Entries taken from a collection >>
PR #1626, opened 2026-06-30
Migrate JWT handling from auth0 java-jwt to JJWT (drop Jackson)

Eugeny48:
## Why
Jackson is flagged by CVE-2026-54515 (and CVE-2026-54512). It is not used directly
anywhere here — only a transitive dependency of com.auth0:java-jwt, used by FlowJwt.
Jackson 3.x isn't supported by java-jwt and uses incompatible tools.jackson coordinates,
so this migrates JWT to io.jsonwebtoken:jjwt with the Gson backend (already on the
classpath), removing Jackson from the build entirely.

## What
FlowJwt.java: com.auth0.jwt.* → io.jsonwebtoken.* (JJWT 0.13). Sign/verify/decode entry
points, HS/RS/ES 256/384/512, kid header and 300s leeway all preserved; decodeJwt still
returns the raw payload. Claims parsed via existing json-simple to keep number types.
Key-parsing helpers untouched.

## ⚠️ Behavioural change — HMAC key length
auth0 accepted HMAC secrets of any length; JJWT enforces the RFC 7518 minimum
(HS256≥32B, HS384≥48B, HS512≥64B) and now throws a descriptive WeakKeyException.
Verify HS* secrets meet the minimum.

### DIFF
--- a/platforms/java/com/area9innovation/flow/FlowJwt.java
+++ b/platforms/java/com/area9innovation/flow/FlowJwt.java
@@ -18,13 +18,16 @@ import org.bouncycastle.jce.provider.BouncyCastleProvider;
 import org.json.simple.*;
 import org.json.simple.parser.*;
 
-import com.auth0.jwt.JWTVerifier.*;
-import com.auth0.jwt.interfaces.*;
-import com.auth0.jwt.exceptions.*;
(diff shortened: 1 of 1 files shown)


bvaschenko (approved):
LGTM

PR #1638, opened 2026-07-27
MMenu. Fixed MSubMenuDynamic with MExpanding in menus with more than 100 rows

VladislavFedurko:
## Problem

`MSubMenuDynamic` with `MExpanding()` breaks when the menu popup contains more than 100 rows: closed submenus appear with blank gaps sized like a previous submenu's children, and clicking a broken submenu renders its items at the wrong offset.

## Root cause

With more than 100 rows, `MPopup` uses `MRecyclerGrid2T` for performance. The recycler caches each row's measured size and lays out row positions from those cached values. Expanding submenus change row heights at runtime (`MShow` toggle), but rows that are not currently rendered are never re-measured, so subsequent rows are positioned using stale sizes.

## Fix

Menus that contain a submenu with `MExpanding()` style now use regular `MScroll` instead of `MRecyclerGrid`:

- `material.flow`: added `RMNoRecyclerGrid()` to `MPopupStyle`.
- `material_popup.flow`: recycler path is skipped when `RMNoRecyclerGrid()` is set.
- `material_menu.flow`: `MMenuLines2MPopup` detects `MExpanding()` submenus and sets the flag.

Only menus with expanding submenus are affected; all other popups keep using the fast recycler path.

### DIFF
--- a/lib/material/internal/material_menu.flow
+++ b/lib/material/internal/material_menu.flow
@@ -2212,6 +2212,15 @@ MMenuLines2MPopup(
 	labelIdx = b2i(isSome(mLabel)) + b2i(useFocusInspector);
 	itemsLen = length(newItems);
 
+	// MRecyclerGrid caches row sizes and does not handle rows that change
+	// height at runtime (e.g. MExpanding submenus), so use regular scroll then
+	hasExpandingSubMenu = exists(items0, \it -> switch (it : MMenuLine) {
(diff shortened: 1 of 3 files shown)


VladislavFedurko:
I couldn't fix it myself, so I used Mindcode
Before:
image
After:
image

stanislavpodolia (approved):

PR #1644, opened 2026-08-04
fix(flow9): Add window management natives for popup-safe navigation

vadlis:
Add three new Flow natives for M16 federated PDF launch:
- openBlankWindow() : Int — open tab synchronously in gesture context
- setWindowUrlById(handle : Int, url : String) : Bool — navigate from async callback
- closeWindowById(handle : Int) : Void — cleanup on error

Solves browser popup blocker blocking window.open() from async callbacks. Enables Elsevier/Bookboon PDFs to load in Rhapsode apps.

Implementation: platforms/js/Native.hx (Haxe, JS target)
Declarations: lib/net/url.flow (with non-JS fallback bodies)


lib/net/url.flow
```diff
@@ -12,11 +12,35 @@ export {
...
 	// Opens a new window with url or redirects current window to url (if target == "_self")
 	// See possible values of target in https://developer.mozilla.org/en-US/docs/Web/HTML/Element/a#target
 	getUrl : (url : string, target : string) -> void;
 	getUrlAutoclose : (url : string, target : string, delay : int /*ms*/) -> void;
 
+	// Popup-safe open helpers (see native declarations above).
+	openBlankWindow : () -> int;
+	setWindowUrlById : (handle : int, url : string) -> bool;
+	closeWindowById : (handle : int) -> void;
+
```
bvaschenko: these declarations look excessive

platforms/js/Native.hx
```diff
@@ -3009,6 +3009,76 @@ Native.memoryLeakReset();
...
+		#if (js && !flow_nodejs)
+		try {
+			// No "noopener": we must retain the reference to navigate it later.
+			var w = Browser.window.open("about:blank", "_blank");
+			if (w == null) return 0;
+			var id = openedWindowsNextId++;
+			openedWindows.set(id, w);
+			return id;
+		} catch (e:Dynamic) {
+			if (e != null && e.number != -2147467259) throw e;
```
bvaschenko, line 3035: add similar comment please here and later
// Catch exception that tells that window wasn't opened after user chose to stay on page

bvaschenko (approved):
Looks good to me, 2 minor comments.

PR #1658, opened 2026-09-17
M24: global postMessage handler forwards message origin, drops source…

deltaonlyone:
# M24: Global postMessage handler forwards iframe message data into flow

https://eu.area9studio.com/nexus/lyceum-product-development/3iQvcFLoGDm-security-audit-m24-global-postmessage-handler-forwards-iframe-message-data-into-flow-without-origin

## Summary

The global `postMessage` bridge in `RenderSupport.hx` forwarded iframe message payloads into
flow while discarding `event.origin`, so no flow-side consumer had any way to tell who sent a
message (CWE-346). This PR forwards the origin alongside the data, rejects messages with no
source window, and updates the flow-side consumers to accept the new message shape.

### `platforms/js/RenderSupport.hx`

**1. Drop sourceless messages** (defense-in-depth, ~line 1394)

A genuine message forwarded to one of our iframes must carry a source window (`e.source`).
Messages without one can never match a nested iframe window, so they are rejected early —
before entering the forward path:

```haxe
if (content_win == null) return;
```

**2. Forward `e.origin` together with the message data** (~line 1419)

```haxe
// before
callflow(["postMessage", e.data]);
// after
callflow(["postMessage", e.data, e.origin]);
```

Flow consumers can now validate the message source. Per-channel origin checks deliberately
live in the consumers / wrapper HTMLs, not here.

**Foreign `e.origin` is intentionally NOT rejected at this level.** Embed-Website (plain
`MRealHTML`) and `MRealHTMLCrossDomain3` legitimately embed cross-origin content; a blanket
check here would break both.

### `lib/material/material_ui.flow` — `MRealHTMLCrossDomain3` (~line 548)

```flow
// before
} else if (length(args) == 2) {
// after
} else if (length(args) >= 2) {
```

`flowCallBack` now accepts both the legacy 2-arg form `["postMessage", data]` and the new
3-arg form `["postMessage", data, origin]`.

## Why this second change is not optional

The original M24 report claimed the extra argument was *"backward-compatible: existing
callflow handlers ignore extra args"*. **That was wrong.** `flowCallBack` used a strict
`length(args) == 2`, so adding a third argument made every forwarded message silently
vanish — no error, no log.

Concrete breakage: the SCORM player's `getInitialState` handshake never completed, and
SCORM questions rendered as a **white screen**. The `>= 2` relaxation is what makes the
RenderSupport change shippable at all.

**Note for future work:** any change that forwards additional arguments through `callflow`
must check these handlers first.

## Follow-up 1 after review: three more handlers had the same strict arity check

`material_ui.flow` was not the only `flowCallBack` requiring exactly two arguments. Review
found three more, all of which would silently drop every forwarded message:

- `lib/form/realhtml.flow` — `RealHTMLCrossDomain2` (live caller: `mediaconverter.flow`)
- `lib/tropic/trealhtml.flow` — `TRealHTMLCrossDomain2`
- `lib/material/internal/material_player.flow` — the YouTube player's `receiveB`
  back-channel feeding `fselectFromStateM`, i.e. the player state readback used by
  `MVideoPlayer` across Rhapsode (video-clip and federated questions)

All relaxed to `>= 2`; no `== 2` postMessage arity check remains in `lib/`. The comment in
`RenderSupport.hx` that called the extra argument "backward-compatible" was inherited from
the original report and is wrong — it now states the opposite explicitly and lists the
handlers, so the next person forwarding an argument checks them first.

## Follow-up 2 after review: the iScript channel is now gated

`lib/material/iscript/material_iscript.flow:636` consumed forwarded messages without any
sender check. This is the **highest-impact consumer in the codebase**: the channel
synthesises recorded user input back into the running application, so an attacker able to
post into it can drive the UI as the user.

```flow
if (origin != "" && startsWith(getBrowserURL(), origin + "/")) {
```

Plus `import sys/history` for `getBrowserURL()`.

Two notes on the shape of this check:

- `getBrowserURL()` returns the **full URL including path**, so this is `startsWith`, not
  equality — an equality test would reject every legitimate message.
- An **empty origin is rejected**. The first version of this gate accepted it (`origin == ""`)
  on the grounds that non-JS targets supply no origin — but review correctly pointed out that
  the whole `MConstruct` sits under `if (js)` (line 634), so that branch is unreachable on the
  only target where the listener exists, and it left an unconditional acceptance path for no
  reason. Fixed in `74f19b677` by flipping to `origin != "" && ...`. Written as an explicit
  test rather than simply deleting the clause: with the clause gone, an empty origin would
  reduce to `startsWith(url, "/")`, which is false only *incidentally* (URLs start with
  `http`). The explicit form states the intent.

## Follow-up 3 after review: the YouTube player frame is now gated

`www/yt_player.html:130` consumed forwarded messages without any sender check. The first
version of this PR argued the frame had to stay open because the YouTube iframe API posts
from a **child** frame. Review challenged that, and re-reading the handler showed the
argument was an unverified assumption:

```javascript
window.addEventListener("message", function (e) {
	if (e.source !== window.parent) return;
	try {
		var data = JSON.parse(e.data);
		if ('loadVideo' in data) { ... }
		if ('playerState' in data) { ... }
```

The handler consumes exactly two keys, `loadVideo` and `playerState`. Both are sent by flow
from `window.parent` (`lib/material/internal/material_player.flow:998` and the `sendState`
calls at `:1036`, `:1045`, `:1051`, delivered through `WebClip.hostCall`, which invokes
`postMessage` on the frame from the parent document). Messages from the child YouTube frame
carry neither key and fall through both `if`s with no effect — the YouTube iframe API has
its own listener, registered by the `iframe_api` script, which this guard does not touch.

The guard is placed **before** `JSON.parse` rather than after: foreign messages are never
parsed at all, which also removes the `SyntaxError` console noise from third parties that
post non-string messages.

Impact of leaving it open: any window with a handle to the frame could drive `seekTo` /
`playVideo` on the learner's video, and Rhapsode records evidence against video time ranges.

## Scope: the one consumer left ungated

The original report enumerated four `addMessageEventListener` consumers. A wider audit found
**seven shipped consumers**. One is intentionally left open, and the reason is worth
recording so the next reviewer does not "fix" it:

- **`lyceum/wigi/recursives/openpage_link.flow`** — its iframe navigates to an external LTI
  reader (VitalSource / BOOST) through `integration/openpage_service.php`. The
  `boost-primary-close` message legitimately arrives from a third-party origin we cannot
  know in advance; a same-origin gate would break the legitimate close. Flow's
  `addMessageEventListener` does not expose `event.source` at all, so no sender check is
  available either, and the only effect is closing a dialog.

Already guarded before this work, and untouched: `presenter_view.flow:54`,
`pdfviewer.html:31` (ENT-H4), `certificate_editor_wrapper.js:407`, `graphviz.html:118`,
`competency_framework_importer.html:113`, `integration/scorm/sco.js:166`,
`collins_activity.html:17`, `mail_editor_wrapper.js:182`,
`cms/page_editor/www/js/custom.js:96`, and the `prime_html` / `prime` / `cms`
`html_preview` wrappers.

Non-shipped code (editors, experiments, tests, vendored workers) was deliberately not
touched.

### Verified at runtime

- **SCORM via simulation** — course loads; full `getInitialState` → state reply →
  `LMSInitialize` → `LMSSetValue` → `LMSCommit` sequence confirmed in console.
- **Progress persistence** — re-opening a SCORM question restores saved progress.
- **Lesson status** — passing SCORM content updates lesson status correctly.
- **Embed-Website** (cross-origin iframe, plain `MRealHTML`) — still renders and responds.
- **Learner playback** — regular course playback, no regressions.
- **Build artifact inspected** — the compiled `receiveWindowMessage` in the shipped
  `curator.html.js` contains both the `content_win == null` guard and the 3-argument
  `callflow`, confirming the Haxe change actually reached the bundle.
- `flowc1` compiles clean.

### Not verified at runtime — reviewer should be aware

Honest status rather than a blanket "tested":

- The **mediaconverter path** through `realhtml.flow` / `trealhtml.flow` was verified by
  inspection and compilation only. The failure mode of a missed arity check is a **silent
  drop with no console error**.

### Verified at runtime after rebuild

- **YouTube playback** — video loads and plays with the new `e.source` guard in place; the
  `loadVideo` / `playerState` traffic from flow is unaffected.
- **iScript gate** — exercised in the running application after rebuild.
- **Embed Website block** — renders and scrolls; the `contentHeight` back-channel through
  the relaxed `flowCallBack` handlers works.
- **Presenter view** — presentation start, next / previous and stop all work through the
  gated channel (companion `lyceum` PR).
- The compiled bundle was confirmed to contain both halves of `5c24a3e9b`
  (`if (content_win == null) return;` and the three-argument `callflow`).

### Pre-existing console noise (not introduced here, not fixed here)

- `SecurityError: ... hasNestedWindow` — `receiveWindowMessage` walks every iframe looking
  for the sender and touches `contentWindow.document`, which throws for cross-origin frames.
  Caught and ignored, but printed. Harmless, just loud.
- `Error in hostCall: postMessage` and `TypeError: Cannot read properties of null (reading
  'postMessage')` — raised from `yt_player.html`'s own `setInterval`, where `WebClip.hostCall`
  hits a `contentWindow` that is `null` because the frame is not yet mounted or already gone.

Neither is caused by this change (relaxing an arity check cannot produce a null frame), but
the `null` dereference on a timer is a real if minor defect worth its own ticket.


deltaonlyone:
@review

deltaonlyone:
@review

yegordovganich (approved):

PR #223, opened 2026-06-26
Add autocomplete

Toucan4Life:
Hi everyone, continuing with my DX Improvements.

This was one of my biggest pain point when programming in vscode, not knowing what was the method behind a type or what you could do in a loop / recursive context.

The PR seems huge, but there is more than 1000 lines of test, I tried to be as exhaustive as possible, but I am pretty sure some suggestions slipped through.

I mark this as draft, because even though I think it is complete, I completely understand that this PR is huuuge, and I am totally open to splitting into multiple PRs to make the review easier. I also tried to reuse some typecheck / parser logic,, but couldn't wrap my head around it

/AI Disclaimer\: AI was using to write the tests (to preserve my sanity with all the edge cases) and some of the comments (since english is not my first language).

What different king of completion it is capable of:

- On a Choice: 
image

-  On an Either constructor:
image

-  On an Either:
image

- On Recursive:
image

- On Module: 

image

I'll focus more on the label and detail of the CompletionCandidate (basically have better description and example in the completion) on another PR, otherwise the scope would have been to big

### DIFF
--- a/crates/par-core/src/workspace.rs
+++ b/crates/par-core/src/workspace.rs
@@ -29,7 +29,7 @@ use std::sync::Arc;
 
 mod completion;
 
-pub use completion::CompletionCandidate;
+pub use completion::{CompletionCandidate, CompletionCandidateKind};
 
 pub type ExternalModule = Module<Arc<process::Expression<(), Unresolved>>, Unresolved>;
 
--- a/crates/par-core/src/workspace.rs
+++ b/crates/par-core/src/workspace.rs
@@ -27,6 +27,10 @@ use std::fs;
 use std::path::{Path, PathBuf};
 use std::sync::Arc;
 
+mod completion;
+
+pub use completion::CompletionCandidate;
+
 pub type ExternalModule = Module<Arc<process::Expression<(), Unresolved>>, Unresolved>;
 
 const MANIFEST_FILE: &str = "Par.toml";
--- a/crates/par-core/src/workspace/completion.rs
+++ b/crates/par-core/src/workspace/completion.rs
@@ -2,7 +2,7 @@ use super::CheckedWorkspace;
 use crate::frontend_impl::language::{LocalName, Universal};
 use crate::frontend_impl::types::Type;
 use crate::location::FileName;
-use std::collections::BTreeMap;
+use std::collections::{BTreeMap, HashSet};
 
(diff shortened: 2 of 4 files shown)


faiface:
Whoa! Thanks so much for this! I'll review this asap, tho expect a couple of days.

This is wonderful!

faiface:
One question. Does it also work right after typing a `.` in a context? I.e. in a state that's not valid syntax?

If not, there should be a fairly easy way to solve that: Add a special Cursor token at the place of the cursor (if the cursor exists), and parse it as one of the expected things (not gonna type check, but gonna parse), from which completion can flow.

Toucan4Life:
Depends where. 

Not in this case, where we have subbranch inside an either or a choice : 
image
but as a drill down of a known class or module yes ! :) 
image

faiface:
Tried it out, it works really well! I'm impressed.

Apologies for slower responses, we're working on a paper and currently nearing a deadline, so I hope you understand.

Toucan4Life:
Don't worry at all! It is usually hearing no feedback from maintainer that demotivate would be contributor and here this is not the case :)

Take all the time you need, real life stuff are obviously more important. And again, if you want me to split up the PR to be easier to review, don't hesitate to  tell me so. In the future I will try to keep them smaller.

Good luck on your paper !

faiface:
@Toucan4Life I'm back! I like this change. It's of course not the most powerful auto-complete imaginable, but it's good enough for the time being! I'm good turning it to a proper PR (non-draft) and merging it. Is there something you'd like to change there before we do?

Toucan4Life:
Nice to hear! Yeah I will work on completing the autocomplete (see what I did there) in future PR, I am not done yet.

For this PR I am ok merging it as is, like you said I find it a good start

faiface (approved):

faiface:
Great, merging!

Toucan4Life:
Thanks!

My goal is to have a complete (ah!) autocomplete, , so I also want to add  :
 -better description
 -example when navigating the autocomplete suggestions
 -more cases where the autocomplete trigger ( like the subbranch example above)

On what do you want me to start first? Or on something else?

Toucan4Life:
@faiface ping on the message just above :) BTW I hope your paper went well !

PR #224, opened 2026-07-13
refactor: update Arena struct to use Vec<ArcStr> for strings

NoamDev:
Now String indexes are a single `usize`.


faiface (approved):
LGTM :)

PR #230, opened 2026-07-18
Change implicit generic syntax from `<a>[T] ...` to `[<a> T] ...`

faiface:
Currently, the syntax for implicit generics is like this:
```
dec Map : <a>[List<a>] <b>[box [a] b] List<b>
def Map = <a>[list] <b>[f] ...
```
The generic parameter (such as `a`) is inferred only from the following argument (such as `List<a>`). But written outside of the parentheses like this forces the two arguments to be separated into separate pairs of parentheses.

If we moved the `<a>` inside the parentheses instead, it would still be clear where the generic parameter is inferred from, while using a single pair of parentheses:
```
dec Map : [<a> List<a>, <b> box [a] b] List<b>
def Map = [<a> list, <b> f] ...
```
Notice especially, that the `<a>` and `<b>` still appear in the `def`, but before the argument names.

If we then wrote type annotations inside the `def`, it would look like this:
```
def Map = [<a> list: List<a>, <b> f: box [a] b] ...
```

### DIFF
--- a/crates/par-builtin/packages/basic/src/Sql.par
+++ b/crates/par-builtin/packages/basic/src/Sql.par
@@ -118,11 +118,11 @@ export {
   // Decode an optional value with a format. Missing columns return `.err`.
   // Designed for pipe chains:
   //   row->Sql.Field("age")->Sql.Decode(Sql.AsInt)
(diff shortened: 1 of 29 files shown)


NoamDev:
There are a few places you missed:
image

PR #231, opened 2026-07-19
refactor: parser

magistau:
- fix `list0` allowing `,` to be parsed (that is, `*(,)` is parsed as an empty list)
- use existing interfaces like `delimited` from `winnow` or `Option::unwrap_or_else` from `core` to reduce boilerplate
- fix certain issues `clippy` sees in this module
- ignore the results of certain parsers using `preceded`, `terminated`, `delimited`, `separated_pair` and `seq!`, thus removing the need to match them as unused bindings
  - introduce `commit_prec` and `commit_delim`, versions of `commit_after` allowing ignoring the prefix and optionally a suffix
- use some syntax sugar (elided lifetimes/types, matching binding names with struct field names to replace `foo: bar` with `foo` etc.)
- move out the bodies of parsers for `begin` and `unfounded` to parametrized functions to reduce boilerplate

### DIFF
--- a/crates/par-core/src/frontend_impl/parse.rs
+++ b/crates/par-core/src/frontend_impl/parse.rs
@@ -119,10 +119,7 @@ where
     P: Parser<Input<'i>, O, Error>,
     Vec<O>: Accumulate<O>,
 {
-    terminated(
-        separated(0.., item, t(TokenKind::Comma)),
-        opt(t(TokenKind::Comma)),
-    )
+    opt(list1(item)).map(Option::unwrap_or_default)
 }
 
 fn list1<'i, P, O>(item: P) -> impl Parser<Input<'i>, Vec<O>, Error> + use<'i, P, O>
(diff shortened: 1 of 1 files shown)


NoamDev:
Nice, it'd be good if you can add a test for that. That `*(,)` for example does not parse.

faiface:
@magistau Hey, I'm good merging this, are you going to add smth else? If not, let's just merge it.

magistau:
@faiface I've pushed everything I had for now. I can always send a new PR if I have something else, so this is ready for review.

faiface:
Great! I like lines going down :D @magistau Can you briefly summarize the intents behind the changes so it's easier to review?

magistau:
@faiface I've updated the PR description.

faiface:
@magistau Great, this looks good to me! Thank you so much.

faiface (approved):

Instructions for the task >> Filter the records for the word "lyceum" and show every line that has it.

Result of this exercise >>
https://eu.area9studio.com/nexus/lyceum-product-development/3iQvcFLoGDm-security-audit-m24-global-postmessage-handler-forwards-iframe-message-data-into-flow-without-origin
- **`lyceum/wigi/recursives/openpage_link.flow`** — its iframe navigates to an external LTI
  gated channel (companion `lyceum` PR).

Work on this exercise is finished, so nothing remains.